Plaintiffs suing Alabama Secretary of State John Merrill alleging the state’s voter ID law discriminates against minorities on Monday asked a panel of judges to reconsider an appeals court decision that affirmed the law.
The NAACP Legal Defense and Educational Fund on Monday filed a petition Monday asking that all of the judges on the Eleventh Circuit Court of Appeals reconsider the July 21 decision by a panel of three judges that fell 2-1 in favor of the state’s voter ID law.
The 2011 law requires voters in Alabama to show a valid, government-issued photo ID to vote. The NAACP, Greater Birmingham Ministries and several minority voters sued, arguing that lawmakers knowingly crafted the law to prevent Black people and other minorities, who are less likely to have such photo IDs, from voting.

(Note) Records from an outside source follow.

PR #322, opened 2020-04-30
Fix incorrect tag param in list_by_tag

asantas93:
# Citrine Python PR

## Description 
`list_by_tag` actually just lists by dataset because `tag` isn't actually the correct search parameter. 

### PR Type:

### DIFF
--- a/src/citrine/resources/data_concepts.py
+++ b/src/citrine/resources/data_concepts.py
@@ -542,7 +542,7 @@ class DataConceptsCollection(Collection[ResourceType], ABC):
             Every object in this collection.
 
         """
-        params = {'tag': tag}
+        params = {'tags': [tag]}
         if self.dataset_id is not None:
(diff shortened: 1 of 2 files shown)


src/citrine/resources/data_concepts.py
```diff
@@ -542,7 +542,7 @@ def list_by_tag(self, tag: str, per_page: int = 100) -> Iterator[ResourceType]:
             Every object in this collection.
 
         """
-        params = {'tag': tag}
+        params = {'tags': [tag]}
```
maxhutch, line 545: https://github.com/CitrineInformatics/platform-backend/blob/master/code/faraday/dc-data-objects/src/main/scala/io/citrine/dataobjects/api/StorableRoute.scala#L198 checks out

bfolie:
Is there a Mock test somewhere that needs to be updated?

The three-judge panel of the 11th Circuit Court of Appeals in its July 21 opinion found that the burden of Alabama’s voter ID law is minimal, and does not“violate the Fourteenth and Fifteenth Amendments of the Constitution, nor does it violate the Voting Rights Act.”
Merrill has argued that the state’s voter ID law is meant to deter in-person voting fraud and that the state makes available mobile photo ID units able to provide voters with the necessary IDs.

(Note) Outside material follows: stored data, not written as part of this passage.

PR #323, opened 2020-05-01
PLA-3994: list pagination 

talltea:
# Citrine Python PR

## Description 
*This is still WIP*
This PR attempts to address these two main issues:
1. the list endpoints don't make use of the module type filtering functionality of the back end and rely on serialization errors to filter modules client side
2. the pagination of the list endpoint stops prematurely when the  number modules on the client side is less than the number requested by page after the client does filtering and deserialization

Solution summaries:
1. add a `_module_type` field that can be used in the list endpoint (so far only to predictors, but I'm also going to add it to other supported modules)
2. refactor the pagination code to allow for use of the `next` field provided in the backend response field to determine if we are at the end of the pagination

Things I'm still working on:
1. Editing docstrings and type annotations
2. Ensuring full test coverage

### PR Type:

### DIFF
--- a/setup.py
+++ b/setup.py
@@ -57,7 +57,7 @@ class PreBuildCommand(build_py):
 
 
 setup(name='citrine',
-      version='0.17.7',
+      version='0.17.8',
       url='http://github.com/CitrineInformatics/citrine-python',
       description='Python library for the Citrine Platform',
       author='Citrine Informatics',
--- a/src/citrine/_rest/collection.py
+++ b/src/citrine/_rest/collection.py
@@ -144,11 +144,10 @@ class Collection(Generic[ResourceType]):
         for element in collection:
             try:
                 yield self.build(element)
-            except(KeyError, ValueError) as e:
+            except(KeyError, ValueError):
                 # TODO:  Right now this is a hack.  Clean this up soon.
                 # Module collections are not filtering on module type
                 # properly, so we are filtering client-side.
-                print(e)
                 pass
 
     def _page_params(self,
--- a/src/citrine/_rest/collection.py
+++ b/src/citrine/_rest/collection.py
@@ -119,7 +119,8 @@ class Collection(Generic[ResourceType]):
         """
         path = self._get_path()
 
-        params = self._page_params(page, per_page)
+        module_type = getattr(self, '_module_type', None)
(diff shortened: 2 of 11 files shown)


bfolie:
Assuming the paginator works as expected in the backend (if `page` is too large then it returns an empty list and no value of `next_uri`), then this approach looks like it will work.

talltea:
> Assuming the paginator works as expected in the backend (if `page` is too large then it returns an empty list and no value of `next_uri`), then this approach looks like it will work.

I've confirmed this branch works with `project.predictors.list()` against development as expected

andyczerwonka:
>     1. Are we actually using the `next` url to fetch the next page?  There are lots of benefits to doing this, a big one being that we don't have to thread any knowledge of paging throughout the client.

I would like to capture this, as I think this is the whole point of the API and something we should be doing. Saying that, I'd like to get over the dev0 and log a ticket for this.

talltea:
> 1. Are we actually using the `next` url to fetch the next page?  There are lots of benefits to doing this, a big one being that we don't have to thread any knowledge of paging throughout the client.

We're not currently using it. I agree there's a lot of benefit of using it, but I didn't want to pull that change in to this PR because that would have been a larger refactor.

> 2. Are there any other missing module types?  The specific bug that we are addressing in development is with design spaces, not predictors, right?

Absolutely. I missed that in my PR description as a todo, but I will be going through and adding the other module types supported. The ones I see are `DESIGN_SPACE, PROCESSOR, PREDICTOR, SCORER, DESIGN_WORKFLOW, CONSTRAINT, OBJECTIVE, SCORE, PERFORMANCE_WORKFLOW`

talltea:
> I think we should add the `_module_type` field to `Workflow`. Otherwise LGTM

I ran into a problem with this since the backend distinguishes between performance and design workflows on the list endpoint, but the client doesn't. So it would require a slightly different fix client side. Since that change isn't necessary to get us past the dev0, I was going to handle it in a separate pr.

andyczerwonka:
>  Since that change isn't necessary to get us past the dev0, I was going to handle it in a separate pr.

Let's write up a separate issue for that, but yes, I agree. @bfolie are we okay with that?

District Judge Darrin Gayles in his dissenting opinion wrote that voter fraud in Alabama is rare, and that “while there have been some limited cases of absentee voter fraud, in-person voter fraud is virtually non-existent.”

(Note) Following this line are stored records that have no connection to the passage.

PR #850, opened 2023-04-28
Rework relationship between citrine-python & gemd-python's serialization layers

kroenlein:
# Citrine Python PR

## Description 
This PR creates a cleaner surface separating gemd-python & citrine-python's serialization behaviors.

* It updates the GEMD-derived objects to use the implicit typ system introduced in gemd-python 1.13.0
* It makes the MRO consistently choose serialization, then citrine-python objects, then gemd-objects
* It updates the _serialization tools to respect mro (method resolution order) and to search anywhere in the class structure for a method instead of just one layer deep.
* It adds an `use_init` boolean to Property objects to flag those fields that require an `__init__` routine to be run for proper initialization.
* It corrects a number of what looked like previously uncovered bugs.

### PR Type:

- [X]  I have communicated the downstream consequences of the PR to others.


src/citrine/_rest/resource.py
```diff
@@ -46,6 +48,49 @@ def access_control_dict(self) -> dict:
         }
 
 
+GEMDSelf = TypeVar('GEMDSelf', bound='GEMDResource')
+
+
+class GEMDResource(Resource[GEMDSelf]):
```
kroenlein, line 54: All GEMD objects / DictSerializables go through this one Resource to maintain a consistent interface layer.

src/citrine/_rest/resource.py
```diff
@@ -46,6 +48,49 @@ def access_control_dict(self) -> dict:
...
+            key = next(k for k in data if k != "context")
+            idx = make_index([_inflate(x) for x in data["context"] + [data[key]]])
+            lst = [idx[k] for k in idx]
+            substitute_objects(lst, idx, inplace=True)
+
+            root = _inflate(data[key])
+            if root in idx:  # It was a link
+                return idx[root]
+            else:  # It was an object, but it won't be densely linked
+                return idx[root.to_link()]
```
kroenlein, line 72: Support Material History-like serializations.  Handles both the return structure from the `material_history` route as well as the GEMD denormalized format.

src/citrine/_rest/resource.py
```diff
@@ -46,6 +48,49 @@ def access_control_dict(self) -> dict:
...
+        else:
+            if data.get("type") is not None:
+                if not issubclass(cls, DictSerializable.class_mapping.get(data.get("type"))):
+                    raise ValueError(f"{cls.__name__} passed a {data.get('type')} dictionary.")
```
kroenlein, line 76: This is new behavior, and I'm open to dropping it.  It essentially says that `ProcessSpec.build` expects that you're actually passing it a `ProcessSpec`, as opposed to e.g. a `MaterialRun`.  The alternative is to propagate Polymorphic behavior for build to all concrete GEMD objects.

src/citrine/_serialization/properties.py
```diff
@@ -22,22 +22,50 @@
...
 
     def __init__(self,
                  serialization_path: typing.Optional[str] = None,
+                 *,
                  serializable: bool = True,
                  deserializable: bool = True,
                  default: typing.Optional[DeserializedType] = None,
-                 override: bool = False
+                 override: bool = False,
+                 use_init: bool = False
```
kroenlein, line 56: New parameter.  When de-serializing an object, use klass(args) instead of __new__.  Necessary for cases where, for example, a private field is set to None in the __init__ routine.

src/citrine/_serialization/properties.py
```diff
@@ -22,22 +22,50 @@
...
                  ):
         self.serialization_path = serialization_path
-        self._key: str = '__' + str(uuid.uuid4())  # Make this object key human readable
+        if override:
+            self._key: None = None
+        else:
+            self._key: str = '__' + str(uuid.uuid4())  # Make this object key human-readable
```
kroenlein, line 62: With the properties clean up, `override` became redundant with the None-ish value of `_key`.

src/citrine/_serialization/properties.py
```diff
@@ -101,40 +135,54 @@ def deserialize_from_dict(self, data: dict) -> DeserializedType:
...
-        base_class = _get_base_class(obj, self.serialization_path)
+        property_name, base_class = _get_key_and_base_class(self, type(obj))
         if issubclass(type(value), self.underlying_types):
             value_to_set = value
         else:
             # if value is not an underlying type, set its deserialized version.
             value_to_set = self.deserialize(value, base_class=base_class)
 
-        if base_class is not None and self.override:
-            getattr(base_class, self.serialization_path).fset(obj, value_to_set)
```
kroenlein, line 137: This was a latent bug.  `serialization_path` happened to equal all property_names for the cases where something was overridden, but that was definitely not guaranteed.

src/citrine/_serialization/properties.py
```diff
@@ -175,22 +229,21 @@ def _set_elements(self, value: typing.Union[SerializedType, DeserializedType]):
         """
 
 
-def _get_base_class(obj: object, key: str) -> type:
+@lru_cache(maxsize=1024 * 1024)
```
kroenlein, line 232: This caching drops test execution share from 28 % to 6 %.

src/citrine/_serialization/properties.py
```diff
@@ -175,22 +229,21 @@ def _set_elements(self, value: typing.Union[SerializedType, DeserializedType]):
...
+def _get_key_and_base_class(prop: Property, klass: typing.Any) -> \
+        typing.Tuple[typing.Optional[str], typing.Optional[str]]:
```
kroenlein, line 234: Previously, we were incorrectly searching for serialization_path.  This first finds the actual field key and then resolves the MRO base class (instead of demanding that the property exist along exactly one inheritance path).

src/citrine/_serialization/properties.py
```diff
@@ -612,28 +686,37 @@ def _serialize(self, value: typing.Any) -> str:
...
 
 
+@lru_cache(maxsize=1024 * 1024)
+def _fields_map(klass: typing.Type) -> typing.Dict[str, Property]:
+    """Compute the properties-relevant fields in a given class."""
+    return {
+        k: v
+        for x in reversed(klass.__mro__)  # Classes at the front trump
+        for k, v in x.__dict__.items() if isinstance(v, Property)
+    }
```
kroenlein, line 696: Uses a reverse MRO instead of piecemeal pulling things in from two most immediate layers.  Allows for proper method inheritance instead of just a shallow inheritance.

src/citrine/_serialization/properties.py
```diff
@@ -612,28 +686,37 @@ def _serialize(self, value: typing.Any) -> str:
         return self.klass.get_value(value)
 
 
+@lru_cache(maxsize=1024 * 1024)
```
kroenlein, line 689: Caching drops this routine's testing share from 30 % to 7.5 %.

src/citrine/_serialization/properties.py
```diff
@@ -716,16 +819,27 @@ class LinkOrElse(PropertyCollection[typing.Union[Serializable, LinkByUID], dict]
...
+                 use_init: bool = False
+                 ):
+        super().__init__(
+            serialization_path=serialization_path,
+            serializable=serializable,
+            deserializable=deserializable,
+            default=default,
+            override=override,
+            use_init=use_init)
+        self.klass = klass
```
kroenlein, line 838: Modify LinkOrElse to actually keep track of what Else means.

src/citrine/_serialization/properties.py
```diff
@@ -738,12 +852,9 @@ def _serialize(self, value: typing.Any) -> dict:
...
     def _deserialize(self, value: dict):
-        if 'type' in value and value['type'] == LinkByUID.typ:
-            if 'scope' in value and 'id' in value:
-                value.pop('type')
-                return LinkByUID(**value)
-            else:
-                raise ValueError("LinkByUID dictionary must have both scope and id fields")
+        if 'type' in value:
+            target = DictSerializable.class_mapping[value['type']]
+            return target.build(value)
```
kroenlein, line 857: No need for LinkOrElse to know how to decode a LinkByUID.

src/citrine/resources/api_error.py
```diff
@@ -4,7 +4,7 @@
 from gemd.entity.dict_serializable import DictSerializable
 
 
-class ValidationError(DictSerializable):
+class ValidationError(DictSerializable, typ="validation_error"):
```
kroenlein, line 7: DictSerializable is being modified to make objects w/o typ abstract according to ABC.  There is no type field in the object that comes in.  Might be reasonable to just migrate this to a Serializable[] object.

src/citrine/resources/api_error.py
```diff
@@ -15,7 +15,7 @@ def __init__(self, failure_message: Optional[str] = None, property: Optional[str
         self.failure_id = failure_id
 
 
-class ApiError(DictSerializable):
+class ApiError(DictSerializable, typ="api_error"):
```
kroenlein, line 18: DictSerializable is being modified to make objects w/o typ abstract according to ABC.  There is no type field in the object that comes in.  Might be reasonable to just migrate this to a Serializable[] object.

tests/_serialization/_data.py
```diff
@@ -86,6 +86,5 @@ def _deserialize(self, value):
     (properties.Boolean, 1.0),
     (properties.Boolean, 'asdf'),
     (properties.UUID, 'wrong-number-of-chars'),
-    (properties.UUID, uuid.uuid4()),
```
kroenlein, line 89: Modified to be valid, since deserialization routines aren't bothered by previously deserialized values anymore.

tests/_serialization/test_container_properties.py
```diff
@@ -65,12 +65,12 @@ def test_mapping_property_list_of_pairs_multiple():
...
-    dummy_set = properties.Set(type(properties.Float()))
-    link_or_else = properties.LinkOrElse()
-    map_collection_key = properties.Mapping(properties.Optional(properties.String), properties.Integer)
-    specified_mixed_list = properties.SpecifiedMixedList([properties.Integer(default=100)])
+    dummy_map = properties.Mapping(properties.Float(), properties.String, "dummy_map")
+    dummy_list = properties.List(properties.Float, "dummy_list")
+    dummy_set = properties.Set(type(properties.Float()), "dummy_map")
+    link_or_else = properties.LinkOrElse(serialization_path="link_or_else")
+    map_collection_key = properties.Mapping(properties.Optional(properties.String), properties.Integer, "map_collection_key")
+    specified_mixed_list = properties.SpecifiedMixedList([properties.Integer(default=100)], "specified_mixed_list")
```
kroenlein, line 73: serialization_path changed to required argument for top-level properties.  Doesn't make sense to have a top-level property without it.

src/citrine/resources/data_concepts.py
```diff
@@ -27,7 +29,23 @@
...
+class DataConceptsMeta(DictSerializableMeta):
+    """Data Concepts metaclass for handling serialization."""
+
+    def __init__(cls, *args, **kwargs):
+        super().__init__(*args, **kwargs)
+        resolved = next((b.typ for b in cls.__bases__ if getattr(b, "typ", None) is not None),
+                        None)
+        if resolved is not None:
+            cls._typ_stash = resolved
+        cls.typ = String("type")
```
kroenlein, line 41: We have to do weird things here because GEMD.typ is a class-value, rather than an object value, property, or classmethod.  Ideally, it'd be a classmethod+property, but Python 3.12 dropped support for that concept.

src/citrine/resources/data_concepts.py
```diff
@@ -27,7 +29,23 @@
...
 
 
-class DataConcepts(DictSerializable, PolymorphicSerializable['DataConcepts'], ABC):
+class DataConceptsMeta(DictSerializableMeta):
+    """Data Concepts metaclass for handling serialization."""
+
+    def __init__(cls, *args, **kwargs):
+        super().__init__(*args, **kwargs)
+        resolved = next((b.typ for b in cls.__bases__ if getattr(b, "typ", None) is not None),
+                        None)
```
kroenlein, line 38: Once we can import a gemd-python version that has abstract + concrete classes, this can be simplified.  That is expected to be released next cycle.

src/citrine/_rest/resource.py
```diff
@@ -46,6 +48,49 @@ def access_control_dict(self) -> dict:
...
+GEMDSelf = TypeVar('GEMDSelf', bound='GEMDResource')
+
+
+class GEMDResource(Resource[GEMDSelf]):
+    """A reference to a resource by UID."""
+
+    @classmethod
+    def build(cls, data: dict) -> GEMDSelf:
+        """Convert a raw, nested dictionary into Objects."""
+        if "context" in data and len(data) == 2:
```
bfolie, line 60: Which situations does this apply to?

src/citrine/_serialization/properties.py
```diff
@@ -22,22 +22,50 @@
...
+    serialization_path: str
+        The location in the serialized structure where the value of interest can be
+        found.  The value can be nested in the structure, where separate keys are
+        joined by `.`.  Required in a top level property, but not necessary if
+        a property is wrapped by a container.
+    serializable: bool
+        Include the field when serializing an object to a dictionary; default: True
+    deserializable: bool
+        Look for the field when deserializing a dictionary into an object; default: True
+    override: bool
```
bfolie, line 42: Missing docstring for `default`

src/citrine/_serialization/properties.py
```diff
@@ -52,26 +80,32 @@ def serialized_types(self) -> typing.Union[SerializedType, typing.Tuple[Serializ
...
+                f'{self.underlying_types}{base_name}'
+            )
         return self._serialize(value)
 
     def deserialize(self, value: SerializedType,
-                    base_class: Optional[type] = None) -> DeserializedType:
+                    base_class: typing.Optional[type] = None) -> DeserializedType:
         if not isinstance(value, self.serialized_types):
+            if isinstance(value, self.underlying_types):
+                return value  # Don't worry if it was already deserialized
```
bfolie, line 103: In what situation are we trying to deserialize an already-deserialized object?

src/citrine/_rest/resource.py
kroenlein: https://github.com/CitrineInformatics/gemd-python/blob/b625aee87d02768d918ccb4088a97b43fa15c894/gemd/json/gemd_json.py#L32
gemd-python makes a material history with a `object` key for the root object of the serialized graph
https://github.com/CitrineInformatics/citrine-python/blob/9be3cded48ea64f754d1897513100fd2230d0c52/src/citrine/resources/material_run.py#L141
platform returns a material history with a `root` key for a LinkByUID to the root object.

src/citrine/resources/api_error.py
bfolie: It's a smell to have this citrine-python Error object inheriting its type from GEMD

src/citrine/_serialization/properties.py
kroenlein: The `flatten` utility from gemd-python only partly serializes its objects when dissecting them, the validate_templates method in citrine-python does something similar, and many tests use build combined with Objects in the incoming values stream.

Maybe not ideal, but correcting this would make this PR substantially larger.  Not a new behavior.

src/citrine/resources/api_error.py
kroenlein: Probably better to rebuild from scratch.  This seemed like the highest-velocity solution.

src/citrine/_serialization/properties.py
```diff
@@ -101,40 +135,54 @@ def deserialize_from_dict(self, data: dict) -> DeserializedType:
...
                 value = next_value
-        base_class = _get_base_class(data, self.serialization_path)
-        return self.deserialize(value, base_class=base_class)
+        return self.deserialize(value, base_class=None)  # always a dict
 
     def serialize_to_dict(self, data: dict, value: DeserializedType) -> dict:
         if self.serialization_path is None:
             raise ValueError('No serialization path set!')
-        else:
-            base_class = _get_base_class(data, self.serialization_path)
```
bfolie, line 111: Why is resolving the base class no longer necessary along this code path?

src/citrine/_serialization/properties.py
bfolie: Why 1024*1024?

src/citrine/_serialization/properties.py
```diff
@@ -655,11 +738,31 @@ def _deserialize(self, data: dict) -> typing.Any:
...
-                setattr(instance, property_name, value)
+                values[property_name] = field.deserialize_from_dict(data)
+            elif field.default is not None:
+                values[property_name] = field.default
+
+        if len(init_props) > 0:
+            try:
+                instance = self.klass(**{k: v for k, v in values.items() if k in init_props})
+            except TypeError as e:
+                if "required" in str(e) and "argument" in str(e):
```
bfolie, line 755: Is there a way to make this based on the specific error class, as opposed to string-matching on the message?

src/citrine/_serialization/properties.py
bfolie: Why not?

src/citrine/_serialization/properties.py
kroenlein: https://github.com/CitrineInformatics/citrine-python/blob/9be3cded48ea64f754d1897513100fd2230d0c52/src/citrine/_serialization/properties.py#L666-L686

There's no way to get to that line where `data` is not a `dict`.

src/citrine/_serialization/properties.py
kroenlein: Error condition is that you've failed to pass a required argument to __init__.  This fires off `TypeError` with messges of the form 
`TypeError: CLASS.__init__() missing 1 required positional argument: 'arg_name'`
or 
`TypeError: CLASS.__init__() missing 1 required keyword-only argument: 'arg_name'`
I thought just catching a TypeError would catch too many other potential issues.  There's no tighter error type to filter by.

src/citrine/_serialization/properties.py
kroenlein: Arbitrarily large while not very large.  A tighter estimate would be total number of property objects in all the files, but I figured trying to guess at that wasn't worth the effort.

src/citrine/_serialization/properties.py
bfolie: What I'm wondering is if we could change those from being TypeErrors to being some other type and then recognize that?

src/citrine/_serialization/properties.py
kroenlein: Because it already needs to know to ask `DictSerializable` to decode the object, and `DictSerializable` knows how to decode LinkByUIDs.

src/citrine/_serialization/properties.py
kroenlein: We'd need to scan the __init__ argument list and compare what we're about to pass it.  This is actually not terrible because python provides [https://docs.python.org/3.10/library/inspect.html#inspect.getfullargspec] and [https://docs.python.org/3.10/library/inspect.html#inspect.signature], but I, again, trying to maintain a bit of velocity.

kroenlein: Test implemented with [signature](https://docs.python.org/3.10/library/inspect.html#inspect.signature).

src/citrine/resources/api_error.py
kroenlein: Classes rebuilt as per _serialization.

tests/resources/test_gemd_resource.py
```diff
@@ -120,6 +145,51 @@ def test_register(gemd_collection):
             assert pair[1] == registered.uids[pair[0]]
 
 
+def test_gemd_register(gemd_collection):
+    """Check that register routes to the correct collections"""
```
bfolie, line 149: This is also checking that register appends a uid to the returned object, but not the original object, yes?

kroenlein: I believe the intended behavior in GEMD object registration is to edit the incoming objects such that they also contain new identifiers.  For objects with no UIDs, the act of serialization (all client-side) requires that they have at least one UID and CitrineIDs are assigned client side.  That alone would modify the objects.

This may be inconsistent with other behaviors in the library, and is certainly inconsistent with a `no side effects` design paradigm, but gemd-python doesn't follow a `no side effects` policy around serialization.

tests/serialization/test_material_run.py
```diff
@@ -153,6 +155,38 @@ def test_cake():
...
+                if dct1[k] != dct2[k]:
+                    print(k)
+            blah = dct1["ingredients"][0]._dict_for_compare()
+            labh = dct2["ingredients"][0]._dict_for_compare()
+            assert left.process == right.process
+        if left != right:
+            print(left.name)
+            print(left)
+            print(right)
+            break
```
bfolie, line 191: outdated debugging?

tests/serialization/test_material_run.py
```diff
@@ -153,6 +155,38 @@ def test_cake():
     method attempts to traverse the object tree, and requires an overhaul of build().
```
bfolie, line 155: It looks like this docstring is no longer valid

tests/_serialization/test_object_serialization.py
```diff
@@ -61,3 +61,90 @@ def test_bad_object_serde():
...
+    with pytest.raises(AttributeError, match="overridden_value"):
+        OverrideTestClass.build(data={"overridden_value": "string"})
+
+    obj = OverrideTestClass()
+    with pytest.raises(AttributeError, match="overridden_value"):
+        obj.overridden_value = "1"
+    with pytest.raises(AttributeError, match="overridden_option"):
+        obj.overridden_option = "1"
+    with pytest.raises(AttributeError, match="overridden_value"):
+        _ = obj.overridden_value
```
bfolie, line 81: What's going on here?

src/citrine/_serialization/properties.py
bfolie: It just strikes me as a strange way to specify. If you want the cache size to be about a million, why not just say `maxsize=1e6`?

tests/_serialization/test_object_serialization.py
kroenlein: Linters complain when a object getter is called in null context.  This tells the linter you know what you are asking for without creating a new symbol.

src/citrine/_serialization/properties.py
kroenlein: A bias towards base 2, but there's no compelling reason.

tests/_serialization/test_object_serialization.py
bfolie: Sorry, I should have been more precise. Why does calling the getting throw an Attribute Error?

kroenlein: Sorry, yes, very different question.  In a perfect world, this would be a compile time error because what's getting caught is that you've asked to override a method that doesn't appear in a parent class.  However, when the Property is defined, it doesn't actually know its parentage, and even if it did, it wouldn't know to which class variable you are going to assign it.  The easiest solution then is to throw an error at runtime when you can actually introspect enough to resolve an MRO.

src/citrine/_serialization/properties.py
kroenlein: Benchmarking showed saturation around 128, so I changed both caches down to 1024.  If you have strong opinions, I can change that to `2**10` or `10**3` (both are which are int)

bfolie:
Let me know once you've run the e2es and then I'll approve

kroenlein:
Dev e2es:
https://jenkins.corp.citrine.io/job/nextgen-ITs/37703

Stage e2es:
https://jenkins.corp.citrine.io/job/nextgen-ITs/37704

Gayles wrote that Merrill presented evidence of just two instances of in-person voter fraud in Alabama’s history.
“Despite the lack of in-person voter fraud, Secretary Merrill claims Alabama enacted the Photo ID Law to combat voter fraud and to restore confidence in elections — a dubious position in light of the facts,” Gayles wrote.
Gayles noted that former State Sen. Larry Dixon, R-Montgomery, before his retirement in 2010, sponsored similar voter ID bills.
“During this time, Senator Dixon made repeated comments linking photo identification legislation to race, including ‘the fact you don’t have to show an ID is very beneficial to the Black power structure and the rest of the Democrats’ and that voting without photo identification ‘benefits Black elected leaders, and that’s why they’re opposed to it,'” Gayles wrote in his dissenting opinion.
“It is clear from the statements of the legislators who enacted Alabama’s photo ID law that they passed it for the unconstitutional purpose of discriminating against voters of color,” said LDF senior counsel Natasha Merle in a statement Monday. “As long as this law is intact, Black and Latinx Alabamians will continue to be disproportionately excluded from the state’s electoral process.”
Attorneys in the filing Monday told the court that “roughly 118,000 Alabamians lack qualifying photo ID, and Black and Latinx voters are twice as likely to lack qualifying ID as compared to white voters. Given this evidence, a trial was required to determine whether HB19 violates the Fourteenth and Fifteenth Amendments.”